The records:
BEGIN

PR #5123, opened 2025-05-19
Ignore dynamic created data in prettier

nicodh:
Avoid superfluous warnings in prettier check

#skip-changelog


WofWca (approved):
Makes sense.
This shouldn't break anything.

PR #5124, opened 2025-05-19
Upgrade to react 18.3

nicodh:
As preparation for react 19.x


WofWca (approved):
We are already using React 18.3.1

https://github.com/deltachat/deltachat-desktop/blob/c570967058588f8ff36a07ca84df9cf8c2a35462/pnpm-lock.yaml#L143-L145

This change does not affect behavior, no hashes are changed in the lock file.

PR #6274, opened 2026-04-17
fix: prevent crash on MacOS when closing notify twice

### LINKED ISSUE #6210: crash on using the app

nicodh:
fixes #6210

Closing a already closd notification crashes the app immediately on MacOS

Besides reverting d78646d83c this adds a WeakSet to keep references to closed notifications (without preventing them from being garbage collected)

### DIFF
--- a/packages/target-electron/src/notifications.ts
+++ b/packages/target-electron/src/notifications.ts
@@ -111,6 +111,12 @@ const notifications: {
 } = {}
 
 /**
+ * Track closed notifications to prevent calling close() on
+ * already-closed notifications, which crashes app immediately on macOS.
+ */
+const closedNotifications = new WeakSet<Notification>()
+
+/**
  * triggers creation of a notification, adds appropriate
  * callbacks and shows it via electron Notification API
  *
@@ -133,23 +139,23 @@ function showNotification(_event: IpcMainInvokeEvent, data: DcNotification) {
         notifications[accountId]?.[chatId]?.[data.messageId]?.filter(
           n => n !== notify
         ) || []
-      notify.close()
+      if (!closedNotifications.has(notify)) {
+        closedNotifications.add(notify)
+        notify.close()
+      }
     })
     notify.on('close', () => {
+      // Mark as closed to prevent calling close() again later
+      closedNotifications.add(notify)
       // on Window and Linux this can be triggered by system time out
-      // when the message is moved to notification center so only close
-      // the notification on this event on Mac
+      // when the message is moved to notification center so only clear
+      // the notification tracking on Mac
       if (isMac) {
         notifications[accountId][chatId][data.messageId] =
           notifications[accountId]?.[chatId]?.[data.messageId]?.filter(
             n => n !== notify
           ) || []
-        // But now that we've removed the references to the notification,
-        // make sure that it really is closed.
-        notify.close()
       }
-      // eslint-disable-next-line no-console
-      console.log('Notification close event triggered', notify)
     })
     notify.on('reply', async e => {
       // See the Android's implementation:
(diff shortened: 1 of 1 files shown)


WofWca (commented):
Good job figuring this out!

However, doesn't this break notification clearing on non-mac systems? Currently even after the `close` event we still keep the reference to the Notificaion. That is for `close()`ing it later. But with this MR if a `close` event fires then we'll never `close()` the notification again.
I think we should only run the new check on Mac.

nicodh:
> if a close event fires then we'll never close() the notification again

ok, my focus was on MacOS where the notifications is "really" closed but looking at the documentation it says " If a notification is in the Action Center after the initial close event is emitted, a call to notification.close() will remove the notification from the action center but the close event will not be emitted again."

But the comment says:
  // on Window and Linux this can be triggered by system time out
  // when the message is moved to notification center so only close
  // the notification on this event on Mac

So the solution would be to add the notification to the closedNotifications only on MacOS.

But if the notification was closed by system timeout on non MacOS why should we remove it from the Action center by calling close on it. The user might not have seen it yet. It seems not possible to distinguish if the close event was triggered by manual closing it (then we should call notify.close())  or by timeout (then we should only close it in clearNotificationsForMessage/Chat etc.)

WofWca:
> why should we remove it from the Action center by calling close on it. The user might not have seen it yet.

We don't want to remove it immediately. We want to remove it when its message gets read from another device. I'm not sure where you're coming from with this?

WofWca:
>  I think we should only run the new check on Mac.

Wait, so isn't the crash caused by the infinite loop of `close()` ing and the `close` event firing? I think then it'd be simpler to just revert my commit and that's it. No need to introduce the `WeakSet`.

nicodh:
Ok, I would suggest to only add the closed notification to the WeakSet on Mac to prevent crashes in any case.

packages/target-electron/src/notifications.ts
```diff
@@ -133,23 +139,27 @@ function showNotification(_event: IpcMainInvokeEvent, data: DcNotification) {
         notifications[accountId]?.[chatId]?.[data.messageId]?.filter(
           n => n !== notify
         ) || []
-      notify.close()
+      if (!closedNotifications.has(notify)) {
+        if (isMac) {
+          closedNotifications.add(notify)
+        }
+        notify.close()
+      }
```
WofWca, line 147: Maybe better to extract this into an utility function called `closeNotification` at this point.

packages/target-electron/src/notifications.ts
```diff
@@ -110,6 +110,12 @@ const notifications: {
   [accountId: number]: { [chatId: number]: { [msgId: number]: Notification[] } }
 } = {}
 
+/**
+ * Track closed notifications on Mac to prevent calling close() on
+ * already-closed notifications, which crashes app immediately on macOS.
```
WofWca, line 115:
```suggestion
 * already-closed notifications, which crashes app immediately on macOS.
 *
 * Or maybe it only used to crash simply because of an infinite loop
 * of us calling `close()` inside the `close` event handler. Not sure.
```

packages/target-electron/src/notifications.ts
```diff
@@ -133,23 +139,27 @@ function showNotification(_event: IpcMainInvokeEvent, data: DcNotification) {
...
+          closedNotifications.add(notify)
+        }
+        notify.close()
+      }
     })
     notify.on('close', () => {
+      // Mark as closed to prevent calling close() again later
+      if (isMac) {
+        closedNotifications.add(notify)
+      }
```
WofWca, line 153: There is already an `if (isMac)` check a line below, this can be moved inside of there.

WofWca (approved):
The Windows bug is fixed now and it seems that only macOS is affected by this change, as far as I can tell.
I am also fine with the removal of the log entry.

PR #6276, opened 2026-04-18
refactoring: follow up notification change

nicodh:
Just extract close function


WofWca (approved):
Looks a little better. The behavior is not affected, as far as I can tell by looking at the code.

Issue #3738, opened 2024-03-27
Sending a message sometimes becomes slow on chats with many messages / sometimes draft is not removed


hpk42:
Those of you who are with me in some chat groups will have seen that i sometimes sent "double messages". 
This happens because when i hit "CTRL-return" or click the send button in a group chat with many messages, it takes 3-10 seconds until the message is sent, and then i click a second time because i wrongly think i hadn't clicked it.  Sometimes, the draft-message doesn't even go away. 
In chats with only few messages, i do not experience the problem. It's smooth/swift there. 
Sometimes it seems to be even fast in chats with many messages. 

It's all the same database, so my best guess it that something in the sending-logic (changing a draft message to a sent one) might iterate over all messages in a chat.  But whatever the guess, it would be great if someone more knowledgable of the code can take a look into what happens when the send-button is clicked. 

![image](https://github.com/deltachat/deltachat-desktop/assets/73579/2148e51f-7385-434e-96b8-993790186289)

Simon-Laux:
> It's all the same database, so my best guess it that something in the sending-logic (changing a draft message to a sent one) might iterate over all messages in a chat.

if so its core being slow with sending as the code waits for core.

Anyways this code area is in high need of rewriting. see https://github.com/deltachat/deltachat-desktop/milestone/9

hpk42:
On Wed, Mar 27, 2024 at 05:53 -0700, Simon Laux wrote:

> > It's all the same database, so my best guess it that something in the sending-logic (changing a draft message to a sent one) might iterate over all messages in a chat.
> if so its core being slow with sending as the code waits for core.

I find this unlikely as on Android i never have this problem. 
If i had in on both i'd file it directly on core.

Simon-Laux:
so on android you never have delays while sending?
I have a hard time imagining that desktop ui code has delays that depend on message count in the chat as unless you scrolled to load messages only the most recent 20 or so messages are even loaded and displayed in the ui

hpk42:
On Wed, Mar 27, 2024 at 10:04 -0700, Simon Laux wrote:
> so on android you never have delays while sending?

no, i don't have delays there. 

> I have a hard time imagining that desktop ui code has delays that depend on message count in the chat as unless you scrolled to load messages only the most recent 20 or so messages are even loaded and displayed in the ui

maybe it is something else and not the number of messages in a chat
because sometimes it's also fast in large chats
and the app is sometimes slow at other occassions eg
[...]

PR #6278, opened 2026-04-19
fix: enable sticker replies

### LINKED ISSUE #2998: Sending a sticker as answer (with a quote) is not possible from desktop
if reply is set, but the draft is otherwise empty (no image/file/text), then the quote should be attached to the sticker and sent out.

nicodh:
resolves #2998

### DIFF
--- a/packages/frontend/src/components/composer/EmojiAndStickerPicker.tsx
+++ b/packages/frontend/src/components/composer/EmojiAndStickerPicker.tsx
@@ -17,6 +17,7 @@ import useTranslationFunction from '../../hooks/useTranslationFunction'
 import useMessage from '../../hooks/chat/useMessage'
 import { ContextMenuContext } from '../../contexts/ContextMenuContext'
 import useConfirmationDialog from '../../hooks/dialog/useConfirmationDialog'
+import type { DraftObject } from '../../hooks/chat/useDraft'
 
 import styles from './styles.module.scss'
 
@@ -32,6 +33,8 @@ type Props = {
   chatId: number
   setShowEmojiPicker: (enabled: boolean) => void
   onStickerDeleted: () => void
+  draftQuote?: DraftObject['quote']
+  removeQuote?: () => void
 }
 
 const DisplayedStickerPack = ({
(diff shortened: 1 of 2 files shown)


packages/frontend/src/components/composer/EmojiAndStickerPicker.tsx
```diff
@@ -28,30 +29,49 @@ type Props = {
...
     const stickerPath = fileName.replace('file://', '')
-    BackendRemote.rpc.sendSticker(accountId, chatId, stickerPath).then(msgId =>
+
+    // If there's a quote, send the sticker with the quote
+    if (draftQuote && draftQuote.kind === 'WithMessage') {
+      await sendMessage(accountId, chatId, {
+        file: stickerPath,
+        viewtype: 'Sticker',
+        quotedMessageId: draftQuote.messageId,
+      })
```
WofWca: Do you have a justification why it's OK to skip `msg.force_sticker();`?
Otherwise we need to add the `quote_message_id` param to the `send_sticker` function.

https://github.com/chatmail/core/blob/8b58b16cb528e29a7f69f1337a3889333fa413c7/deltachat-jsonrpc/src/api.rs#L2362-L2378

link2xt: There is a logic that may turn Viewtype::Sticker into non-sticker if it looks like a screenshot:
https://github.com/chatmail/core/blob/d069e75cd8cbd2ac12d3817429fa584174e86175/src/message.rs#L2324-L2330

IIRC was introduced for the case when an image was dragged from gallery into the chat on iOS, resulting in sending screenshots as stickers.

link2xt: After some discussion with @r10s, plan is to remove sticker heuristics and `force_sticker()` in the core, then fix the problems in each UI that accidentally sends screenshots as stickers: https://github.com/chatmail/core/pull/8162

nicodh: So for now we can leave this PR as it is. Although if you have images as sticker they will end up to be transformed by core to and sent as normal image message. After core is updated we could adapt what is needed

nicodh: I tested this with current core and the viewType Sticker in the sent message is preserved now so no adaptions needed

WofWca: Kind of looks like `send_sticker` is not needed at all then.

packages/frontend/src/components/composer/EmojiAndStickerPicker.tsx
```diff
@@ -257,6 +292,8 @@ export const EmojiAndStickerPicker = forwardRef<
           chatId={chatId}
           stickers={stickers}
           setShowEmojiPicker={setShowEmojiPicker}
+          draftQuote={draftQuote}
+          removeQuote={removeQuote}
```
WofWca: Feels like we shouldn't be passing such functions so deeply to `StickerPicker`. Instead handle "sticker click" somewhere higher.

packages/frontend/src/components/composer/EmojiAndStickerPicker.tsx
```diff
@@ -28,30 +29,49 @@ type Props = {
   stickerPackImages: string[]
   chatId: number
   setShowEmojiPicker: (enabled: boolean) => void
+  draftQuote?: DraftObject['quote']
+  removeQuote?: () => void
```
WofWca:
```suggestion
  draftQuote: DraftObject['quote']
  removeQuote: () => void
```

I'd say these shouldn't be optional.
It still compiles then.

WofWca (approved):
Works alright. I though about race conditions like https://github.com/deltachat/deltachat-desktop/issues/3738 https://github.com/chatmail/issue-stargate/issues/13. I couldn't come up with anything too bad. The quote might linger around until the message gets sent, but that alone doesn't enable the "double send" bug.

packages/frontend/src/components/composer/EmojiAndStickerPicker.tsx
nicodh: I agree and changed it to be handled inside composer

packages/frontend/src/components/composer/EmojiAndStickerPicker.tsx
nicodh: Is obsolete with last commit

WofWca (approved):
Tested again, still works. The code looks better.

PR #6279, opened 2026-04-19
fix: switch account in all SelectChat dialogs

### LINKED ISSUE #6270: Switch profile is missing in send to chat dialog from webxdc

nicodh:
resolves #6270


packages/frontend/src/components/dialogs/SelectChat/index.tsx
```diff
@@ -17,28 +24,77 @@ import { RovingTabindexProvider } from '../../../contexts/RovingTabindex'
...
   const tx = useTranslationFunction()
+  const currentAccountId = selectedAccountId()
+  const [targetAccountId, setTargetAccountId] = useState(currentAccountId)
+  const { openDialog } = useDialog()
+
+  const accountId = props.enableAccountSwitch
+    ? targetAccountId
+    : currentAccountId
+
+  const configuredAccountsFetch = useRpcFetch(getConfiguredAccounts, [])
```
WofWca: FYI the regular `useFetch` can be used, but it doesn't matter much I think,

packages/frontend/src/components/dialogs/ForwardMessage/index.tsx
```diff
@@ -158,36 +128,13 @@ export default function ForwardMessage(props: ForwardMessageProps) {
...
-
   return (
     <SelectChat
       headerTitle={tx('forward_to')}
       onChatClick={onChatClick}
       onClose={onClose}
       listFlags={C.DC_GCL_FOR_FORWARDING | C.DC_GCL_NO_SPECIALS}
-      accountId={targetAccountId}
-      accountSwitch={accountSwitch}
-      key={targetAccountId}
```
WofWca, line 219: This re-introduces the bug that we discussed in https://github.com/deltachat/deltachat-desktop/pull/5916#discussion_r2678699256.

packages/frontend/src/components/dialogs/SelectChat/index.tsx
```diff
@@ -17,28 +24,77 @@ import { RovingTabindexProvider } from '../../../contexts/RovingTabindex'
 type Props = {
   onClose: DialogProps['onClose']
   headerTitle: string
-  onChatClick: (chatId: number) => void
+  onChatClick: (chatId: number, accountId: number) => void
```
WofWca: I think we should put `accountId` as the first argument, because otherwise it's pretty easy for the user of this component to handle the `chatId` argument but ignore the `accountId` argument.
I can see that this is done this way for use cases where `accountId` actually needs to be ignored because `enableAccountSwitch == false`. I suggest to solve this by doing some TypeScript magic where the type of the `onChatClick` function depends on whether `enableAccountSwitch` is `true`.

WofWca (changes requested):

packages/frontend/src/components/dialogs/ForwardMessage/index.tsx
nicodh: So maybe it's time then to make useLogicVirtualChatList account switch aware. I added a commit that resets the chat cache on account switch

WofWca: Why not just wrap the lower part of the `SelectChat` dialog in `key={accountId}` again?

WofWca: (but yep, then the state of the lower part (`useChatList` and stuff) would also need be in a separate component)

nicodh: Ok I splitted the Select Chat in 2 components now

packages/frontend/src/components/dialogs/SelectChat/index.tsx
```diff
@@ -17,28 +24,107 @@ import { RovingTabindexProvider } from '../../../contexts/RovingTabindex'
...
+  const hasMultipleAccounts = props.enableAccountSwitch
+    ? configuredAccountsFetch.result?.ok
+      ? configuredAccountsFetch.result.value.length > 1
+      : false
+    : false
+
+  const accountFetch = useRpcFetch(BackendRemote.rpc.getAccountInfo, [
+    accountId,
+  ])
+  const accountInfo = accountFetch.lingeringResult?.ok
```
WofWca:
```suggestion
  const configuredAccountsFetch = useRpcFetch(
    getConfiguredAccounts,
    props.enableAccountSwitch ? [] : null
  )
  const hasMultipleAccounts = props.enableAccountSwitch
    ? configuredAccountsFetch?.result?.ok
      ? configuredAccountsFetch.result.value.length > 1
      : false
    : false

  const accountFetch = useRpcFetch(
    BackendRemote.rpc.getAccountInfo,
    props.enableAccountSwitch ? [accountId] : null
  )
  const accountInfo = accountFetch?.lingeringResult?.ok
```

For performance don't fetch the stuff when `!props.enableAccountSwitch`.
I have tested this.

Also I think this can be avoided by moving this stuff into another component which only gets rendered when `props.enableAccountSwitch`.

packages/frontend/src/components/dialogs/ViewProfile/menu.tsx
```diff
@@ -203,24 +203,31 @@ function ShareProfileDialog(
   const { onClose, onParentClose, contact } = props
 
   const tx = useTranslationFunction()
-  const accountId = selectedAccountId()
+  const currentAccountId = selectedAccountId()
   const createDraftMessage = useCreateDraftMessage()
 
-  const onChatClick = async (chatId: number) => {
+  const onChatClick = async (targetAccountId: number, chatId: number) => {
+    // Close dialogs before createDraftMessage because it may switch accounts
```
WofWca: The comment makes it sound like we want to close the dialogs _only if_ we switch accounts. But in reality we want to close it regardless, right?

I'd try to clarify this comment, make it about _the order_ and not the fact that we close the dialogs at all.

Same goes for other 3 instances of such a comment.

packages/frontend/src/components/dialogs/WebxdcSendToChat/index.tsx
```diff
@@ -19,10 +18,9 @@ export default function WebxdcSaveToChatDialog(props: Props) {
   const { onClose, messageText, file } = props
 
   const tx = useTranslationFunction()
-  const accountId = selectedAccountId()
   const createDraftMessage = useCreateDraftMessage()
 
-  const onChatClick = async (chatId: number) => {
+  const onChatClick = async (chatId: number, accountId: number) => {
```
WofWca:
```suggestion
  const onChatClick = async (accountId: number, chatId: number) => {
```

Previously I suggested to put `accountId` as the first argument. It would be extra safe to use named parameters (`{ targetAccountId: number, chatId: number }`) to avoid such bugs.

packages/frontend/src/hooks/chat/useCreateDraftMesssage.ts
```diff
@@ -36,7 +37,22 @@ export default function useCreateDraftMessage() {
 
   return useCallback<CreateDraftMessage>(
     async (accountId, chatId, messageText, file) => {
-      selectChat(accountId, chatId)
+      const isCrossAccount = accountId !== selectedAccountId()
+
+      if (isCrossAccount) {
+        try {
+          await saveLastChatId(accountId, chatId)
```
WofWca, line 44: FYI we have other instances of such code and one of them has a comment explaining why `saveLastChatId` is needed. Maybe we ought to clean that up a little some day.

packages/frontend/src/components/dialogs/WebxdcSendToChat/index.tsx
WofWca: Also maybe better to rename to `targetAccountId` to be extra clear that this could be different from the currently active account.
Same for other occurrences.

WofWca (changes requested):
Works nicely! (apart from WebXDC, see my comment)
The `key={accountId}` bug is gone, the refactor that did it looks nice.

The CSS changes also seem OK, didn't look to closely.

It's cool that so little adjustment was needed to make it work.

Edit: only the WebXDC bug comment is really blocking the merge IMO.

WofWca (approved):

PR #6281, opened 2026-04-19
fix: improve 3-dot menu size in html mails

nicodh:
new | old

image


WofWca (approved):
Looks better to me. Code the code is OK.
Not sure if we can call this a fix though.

END

Problem to work on: Go through the entries above and report every line in which the word "wrote" appears.

Task answer:
On Wed, Mar 27, 2024 at 05:53 -0700, Simon Laux wrote:
On Wed, Mar 27, 2024 at 10:04 -0700, Simon Laux wrote:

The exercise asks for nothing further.